--- Exercise prompt ---
Take the entries below and give them back exactly. Leave out nothing.

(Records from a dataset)
◇ ◇ ◇ ◇ ◇ ◇ ◇
PR #14, opened 2014-07-09
WIP: Parsing infastructure

dcjones:
Not ready for review yet, but follow along and comment if interested.

Notable features:
  * Parser are generated with ragel (specifically, [my fork of ragel](https://github.com/dcjones/ragel)).
  * `ragel.jl` defines some types and macros to factor out the tricky parts: which is mainly parsing a buffered stream as a opposed to reading everything into memory before parsing, which we obviously want to avoid.
  * Regular files are memory mapped by default. Potentially that can lead to speed up in some cases, but I need to do some benchmarking to see.

You can see the example FASTA parser I have in `fasta.rl`. It's pretty simple to define once you wrap your head around ragel, and pretty fast (about 9 seconds to parse the human genome from a fasta file with 40% cpu utilization, indicating that it's mostly I/O bound). All it does now is print all the sequence identifiers it finds, so it's not yet useful.

Next up:
  1. [ ] Define some sequence types. (In a separate branch/PR)
  2. [ ] Make the fasta parser actually fully functional.
  3. [ ] Revaluate the design to see if there's anything else that can be factored out into macros, etc.
  4. [ ] More parsers!
  5. [ ] Document how to build parsers.

### DIFF
--- a/REQUIRE
+++ b/REQUIRE
@@ -1,3 +1,3 @@
 julia 0.3-
 Compat
-FactCheck
+Switch
--- a/REQUIRE
+++ b/REQUIRE
@@ -1,3 +1,4 @@
 julia 0.3-
 Compat
+Docile
 Switch
--- a/src/Bio.jl
+++ b/src/Bio.jl
@@ -1,6 +1,6 @@
 module Bio
 
+include("ragel.jl")
 include("seq/seq.jl")
-
 
 end # module
--- a/src/ragel.jl
+++ b/src/ragel.jl
@@ -1,0 +1,360 @@
+
+module Ragel
+
+using Switch
+import Base: push!, pop!, endof, append!, empty!, isempty, length, getindex,
+             setindex!, (==)
+
+
+# A simple buffer type, similar to IOBuffer but faster and with fewer features.
+# It's essentially just a vector that can grow but is never allowed to
+# reallocate to smaller size.
+
+const INITIAL_BUF_SIZE = 1000000
+
+type Buffer{T}
+    data::Vector{T}
+    pos::Int
+
+    function Buffer(initial_size=10000)
+        new(Array(T, initial_size), 1)
+    end
+end
+
+
+function isempty(buf::Buffer)
+    return buf.pos == 1
+end
+
+
+function length(buf::Buffer)
+    return buf.pos - 1
+end
+
+
+function empty!(buf::Buffer)
+    buf.pos = 1
+end
+
+
+function getindex(buf::Buffer, i::Integer)
+    if !(1 <= i < buf.pos)
+        throw(BoundsError())
+    end
+    @inbounds x = buf.data[i]
+    return x
+end
+
+
+function setindex!{T}(buf::Buffer{T}, value::T, i::Integer)
+    if !(1 <= i < buf.pos)
+        throw(BoundsError())
+    end
+    @inbounds buf.data[i] = value
+end
+
+
+function ensureroom!(buf::Buffer, n::Int)
+    if buf.pos + n > length(buf.data)
+        resize!(buf.data, 2 * length(buf.data))
+    end
+end
+
+
+function push!{T}(buf::Buffer{T}, c::T)
+    ensureroom!(buf, 1)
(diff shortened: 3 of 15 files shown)


dcjones:
We have a complete FASTQ parser now with all 51 test cases passing. :fireworks:

The last thing I want to do before merging this is improve the error messages. Right now it will just say "error parsing" if the input is bad, without saying what or where the problem is.

Ward9250:
Yaaay! :dancers: Good work! I've been trying to push forward with Phylo too, so it is as complete as I can get it before June - not sure if I can go to JuliaCon yet but it's something I'd love to do.

dcjones:
That's great! I'm thinking we should merge this branch and yours soon, then put this package in METADATA so it can be installed easily. Let me know when you feel phylo is relatively feature complete and I'll be happy to review and merge it.

dcjones:
I'm ready to merge this. There's still the question of documentation, but nothing is documented now, so that's going to be my next priority, and it'll be easier for me to tackle in one fell swoop in another PR.

This is a difficult PR to review, since it's partially written in ragel state machine specification. Most import is to not look at `fasta.jl` or `fastq.jl`. Those are generated by ragel from `fasta.rl` and `fastq.rl`, respectively, and will melt your face if you try to read them.

If you'd like, you can checkout this branch and kick the tires. The main interface it provides is a `read` function that works like: `read(open(filename), FASTA)` or `read(open(filename), FASTQ)` and returns an iterator over sequences.

Ward9250:
I see so you open a file handle and pass it to read() with a type
specification as the second argument for the correct method to be
dispatched?

Ward9250:
And presumably to just get all the sequences use collect(), the iteration
is a nice feature for keeping only what is required in memory in doing
operations on individual sequences.

dcjones:
> I see so you open a file handle and pass it to read() with a type
specification as the second argument for the correct method to be
dispatched?

Right, and I didn't mention but you can also just pass a filename like `read(filename, FASTA)`.

> And presumably to just get all the sequences use collect(), the iteration
is a nice feature for keeping only what is required in memory in doing
operations on individual sequences.

Eventually we may even want to define `read!(seq, input)` functions that update `seq` in-place and don't allocate anything. Especially for FASTQ and SAM/BAM this will be important if we want to be as fast as possible. Doing that will require making sequences mutable though, which will require a little work.

dcjones:
I want to merge this soon, but it's going to tank our coverage statistics. The use of macros in this code utterly perplexes coverage measurement, so there are thousands of lines that are executed but marked as irrelevant, and a bunch of blank lines and comments that get counted at no-coverage. :confused:

This may not be ideal, but I'll try to figure out a way for coveralls to ignore the generated parsers.

dcjones:
On the topic of testing: the tests now just check that there are no errors an well formed input, and are errors on malformed input. So it's not checking that what's output by the parser, its just checking (quite vigorously) that its definition of FASTA and FASTQ is correct.

I'm not sure the best way to go about testing the output from the parser. I could write separate hand-written parsers and check that the results are the same, but that's a lot of effort and hard to maintain. I could also check it against a parser in another language, e.g. parse the file in biopython, serialize it to json, read that in julia and check that it matches. That would also be complicated to automate though.

Blahah:
@dcjones I think we should eventually expand BioFmtSpecimens to allow result tests as well, e.g. by including metadata from the FASTA sequence headers in `index.yaml`, plus some stats like the sequence length, defline length, etc. Perhaps the simplest way to do this is to use some other languages to produce the metadata and populate `index.yaml`, then we can check that the parsed objects in Julia match what we expect.

For now though, let's just review it and merge ASAP. I'll have a run through this afternoon.

dcjones:
>  I think we should eventually expand BioFmtSpecimens to allow result tests as well

That's a good idea. The files aren't huge so I think we could just accompany each test case with the same data serialized to JSON or YAML. If we can read the data in two formats and have them agree, then it's probably correct. Those files should certainly be populated by something other than Bio.jl. Who's parsers do we trust the most?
◇ ◇ ◇ ◇ ◇ ◇ ◇
--- Your response ---
PR #14, opened 2014-07-09
WIP: Parsing infastructure

dcjones:
Not ready for review yet, but follow along and comment if interested.

Notable features:
  * Parser are generated with ragel (specifically, [my fork of ragel](https://github.com/dcjones/ragel)).
  * `ragel.jl` defines some types and macros to factor out the tricky parts: which is mainly parsing a buffered stream as a opposed to reading everything into memory before parsing, which we obviously want to avoid.
  * Regular files are memory mapped by default. Potentially that can lead to speed up in some cases, but I need to do some benchmarking to see.

You can see the example FASTA parser I have in `fasta.rl`. It's pretty simple to define once you wrap your head around ragel, and pretty fast (about 9 seconds to parse the human genome from a fasta file with 40% cpu utilization, indicating that it's mostly I/O bound). All it does now is print all the sequence identifiers it finds, so it's not yet useful.

Next up:
  1. [ ] Define some sequence types. (In a separate branch/PR)
  2. [ ] Make the fasta parser actually fully functional.
  3. [ ] Revaluate the design to see if there's anything else that can be factored out into macros, etc.
  4. [ ] More parsers!
  5. [ ] Document how to build parsers.

### DIFF
--- a/REQUIRE
+++ b/REQUIRE
@@ -1,3 +1,3 @@
 julia 0.3-
 Compat
-FactCheck
+Switch
--- a/REQUIRE
+++ b/REQUIRE
@@ -1,3 +1,4 @@
 julia 0.3-
 Compat
+Docile
 Switch
--- a/src/Bio.jl
+++ b/src/Bio.jl
@@ -1,6 +1,6 @@
 module Bio
 
+include("ragel.jl")
 include("seq/seq.jl")
-
 
 end # module
--- a/src/ragel.jl
+++ b/src/ragel.jl
@@ -1,0 +1,360 @@
+
+module Ragel
+
+using Switch
+import Base: push!, pop!, endof, append!, empty!, isempty, length, getindex,
+             setindex!, (==)
+
+
+# A simple buffer type, similar to IOBuffer but faster and with fewer features.
+# It's essentially just a vector that can grow but is never allowed to
+# reallocate to smaller size.
+
+const INITIAL_BUF_SIZE = 1000000
+
+type Buffer{T}
+    data::Vector{T}
+    pos::Int
+
+    function Buffer(initial_size=10000)
+        new(Array(T, initial_size), 1)
+    end
+end
+
+
+function isempty(buf::Buffer)
+    return buf.pos == 1
+end
+
+
+function length(buf::Buffer)
+    return buf.pos - 1
+end
+
+
+function empty!(buf::Buffer)
+    buf.pos = 1
+end
+
+
+function getindex(buf::Buffer, i::Integer)
+    if !(1 <= i < buf.pos)
+        throw(BoundsError())
+    end
+    @inbounds x = buf.data[i]
+    return x
+end
+
+
+function setindex!{T}(buf::Buffer{T}, value::T, i::Integer)
+    if !(1 <= i < buf.pos)
+        throw(BoundsError())
+    end
+    @inbounds buf.data[i] = value
+end
+
+
+function ensureroom!(buf::Buffer, n::Int)
+    if buf.pos + n > length(buf.data)
+        resize!(buf.data, 2 * length(buf.data))
+    end
+end
+
+
+function push!{T}(buf::Buffer{T}, c::T)
+    ensureroom!(buf, 1)
(diff shortened: 3 of 15 files shown)


dcjones:
We have a complete FASTQ parser now with all 51 test cases passing. :fireworks:

The last thing I want to do before merging this is improve the error messages. Right now it will just say "error parsing" if the input is bad, without saying what or where the problem is.

Ward9250:
Yaaay! :dancers: Good work! I've been trying to push forward with Phylo too, so it is as complete as I can get it before June - not sure if I can go to JuliaCon yet but it's something I'd love to do.

dcjones:
That's great! I'm thinking we should merge this branch and yours soon, then put this package in METADATA so it can be installed easily. Let me know when you feel phylo is relatively feature complete and I'll be happy to review and merge it.

dcjones:
I'm ready to merge this. There's still the question of documentation, but nothing is documented now, so that's going to be my next priority, and it'll be easier for me to tackle in one fell swoop in another PR.

This is a difficult PR to review, since it's partially written in ragel state machine specification. Most import is to not look at `fasta.jl` or `fastq.jl`. Those are generated by ragel from `fasta.rl` and `fastq.rl`, respectively, and will melt your face if you try to read them.

If you'd like, you can checkout this branch and kick the tires. The main interface it provides is a `read` function that works like: `read(open(filename), FASTA)` or `read(open(filename), FASTQ)` and returns an iterator over sequences.

Ward9250:
I see so you open a file handle and pass it to read() with a type
specification as the second argument for the correct method to be
dispatched?

Ward9250:
And presumably to just get all the sequences use collect(), the iteration
is a nice feature for keeping only what is required in memory in doing
operations on individual sequences.

dcjones:
> I see so you open a file handle and pass it to read() with a type
specification as the second argument for the correct method to be
dispatched?

Right, and I didn't mention but you can also just pass a filename like `read(filename, FASTA)`.

> And presumably to just get all the sequences use collect(), the iteration
is a nice feature for keeping only what is required in memory in doing
operations on individual sequences.

Eventually we may even want to define `read!(seq, input)` functions that update `seq` in-place and don't allocate anything. Especially for FASTQ and SAM/BAM this will be important if we want to be as fast as possible. Doing that will require making sequences mutable though, which will require a little work.

dcjones:
I want to merge this soon, but it's going to tank our coverage statistics. The use of macros in this code utterly perplexes coverage measurement, so there are thousands of lines that are executed but marked as irrelevant, and a bunch of blank lines and comments that get counted at no-coverage. :confused:

This may not be ideal, but I'll try to figure out a way for coveralls to ignore the generated parsers.

dcjones:
On the topic of testing: the tests now just check that there are no errors an well formed input, and are errors on malformed input. So it's not checking that what's output by the parser, its just checking (quite vigorously) that its definition of FASTA and FASTQ is correct.

I'm not sure the best way to go about testing the output from the parser. I could write separate hand-written parsers and check that the results are the same, but that's a lot of effort and hard to maintain. I could also check it against a parser in another language, e.g. parse the file in biopython, serialize it to json, read that in julia and check that it matches. That would also be complicated to automate though.

Blahah:
@dcjones I think we should eventually expand BioFmtSpecimens to allow result tests as well, e.g. by including metadata from the FASTA sequence headers in `index.yaml`, plus some stats like the sequence length, defline length, etc. Perhaps the simplest way to do this is to use some other languages to produce the metadata and populate `index.yaml`, then we can check that the parsed objects in Julia match what we expect.

For now though, let's just review it and merge ASAP. I'll have a run through this afternoon.

dcjones:
>  I think we should eventually expand BioFmtSpecimens to allow result tests as well

That's a good idea. The files aren't huge so I think we could just accompany each test case with the same data serialized to JSON or YAML. If we can read the data in two formats and have them agree, then it's probably correct. Those files should certainly be populated by something other than Bio.jl. Who's parsers do we trust the most?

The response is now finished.